Run the helper script:
```bash
python scripts/helper.py input.txt
```
View available Skills
When --experimental-skills is enabled, Qwen Code discovers Skills from:
- Personal Skills:
~/.qwen/skills/ - Project Skills:
.qwen/skills/
To view available Skills, ask Qwen Code directly:
What Skills are available?
Or inspect the filesystem:
# List personal Skills
ls ~/.qwen/skills/
# List project Skills (if in a project directory)
ls .qwen/skills/
# View a specific Skill’s content
cat ~/.qwen/skills/my-skill/SKILL.md
Test a Skill
After creating a Skill, test it by asking questions that match your description.
Example: if your description mentions “PDF files”:
Can you help me extract text from this PDF?
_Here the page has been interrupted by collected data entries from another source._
PR #1870, opened 2025-09-09
fix: Update import path and dependencies

cowsking:
This change replaces the kpt.dev/configsync vanity URL with the direct GitHub path github.com/GoogleContainerTools/config-sync in the post-sync example. This is necessary to ensure that the example can be built independently of the main Config Sync repository.

Additionally, this change updates the Go version and dependencies in the post-sync example to align with the latest versions used in the main repository.


examples/post-sync/go.mod
```diff
@@ -1,48 +1,40 @@
...
+module github.com/GoogleContainerTools/config-sync/examples/post-sync
 
-go 1.23.0
+go 1.24.0
+
+toolchain go1.24.4
 
 require (
-	github.com/go-logr/logr v1.4.2
+	github.com/GoogleContainerTools/config-sync v1.21.0
```
tiffanny29631: Does this work? I thought the import would be `kpt.dev/configsync` as in https://pkg.go.dev/kpt.dev/configsync

tiffanny29631:
To properly test this, the e2e test image should be updated as well. Eventually, we will need to update the image reference in https://github.com/GoogleContainerTools/config-sync/blob/main/e2e/nomostest/sync-status-watch-controller.go#L44 and have the e2e tests use the updated version. The build rule is located at https://github.com/GoogleContainerTools/config-sync/blob/main/Makefile.build#L340.

Please note that to conserve resources, there is no automated build for this standalone controller; it is intended to be built manually only when updates are made.

examples/post-sync/go.mod
cowsking: It should work. We are using GitHub because we are removing the kpt.dev branding

Camila-B:
@cowsking are you able to run `make build-local`? I checked out the PR and tried to run it but got an error

cowsking:
> @cowsking are you able to run `make build-local`? I checked out the PR and tried to run it but got an error

It gave me the message: *** No rule to make target 'build-local'. Stop. Did you encounter the same error?

Camila-B:
> > @cowsking are you able to run `make build-local`? I checked out the PR and tried to run it but got an error
> 
> It gave me the message: *** No rule to make target 'build-local'. Stop. Did you encounter the same error?

This is the make rule that I was referring to https://github.com/GoogleContainerTools/config-sync/blob/04033ef810fd478a4e283cb23c14f6b279d4eee7/examples/post-sync/Makefile#L36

The model autonomously decides to use your Skill if it matches the request — you don’t need to explicitly invoke it.
Debug a Skill
If Qwen Code doesn’t use your Skill, check these common issues:
Make the description specific
Too vague:
description: Helps with documents
Specific:
description: Extract text and tables from PDF files, fill forms, merge documents. Use when working with PDFs, forms, or document extraction.
Verify file path
- Personal Skills:
~/.qwen/skills/<skill-name>/SKILL.md - Project Skills:
.qwen/skills/<skill-name>/SKILL.md
# Personal
ls ~/.qwen/skills/my-skill/SKILL.md
# Project
ls .qwen/skills/my-skill/SKILL.md
Check YAML syntax
Invalid YAML prevents the Skill metadata from loading correctly.
cat SKILL.md | head -n 15
Ensure:
- Opening
---on line 1 - Closing
---before Markdown content - Valid YAML syntax (no tabs, correct indentation)
View errors
Run Qwen Code with debug mode to see Skill loading errors:
qwen --experimental-skills --debug
Share Skills with your team
You can share Skills through project repositories:
- Add the Skill under
.qwen/skills/ - Commit and push
- Teammates pull the changes and run with
--experimental-skills
git add .qwen/skills/
git commit -m "Add team Skill for PDF processing"
git push
Update a Skill
Edit SKILL.md directly:
# Personal Skill
code ~/.qwen/skills/my-skill/SKILL.md
# Project Skill
code .qwen/skills/my-skill/SKILL.md
Changes take effect the next time you start Qwen Code. If Qwen Code is already running, restart it to load the updates.
Remove a Skill
Delete the Skill directory:
# Personal
rm -rf ~/.qwen/skills/my-skill
# Project
rm -rf .qwen/skills/my-skill
git commit -m "Remove unused Skill"
Best practices
Keep Skills focused
One Skill should address one capability:
- Focused: “PDF form filling”, “Excel analysis”, “Git commit messages”
- Too broad: “Document processing” (split into smaller Skills)
Write clear descriptions
Help the model discover when to use Skills by including specific triggers:
description: Analyze Excel spreadsheets, create pivot tables, and generate charts. Use when working with Excel files, spreadsheets, or .xlsx data.
Test with your team
- Does the Skill activate when expected?
- Are the instructions clear?
- Are there missing examples or edge cases?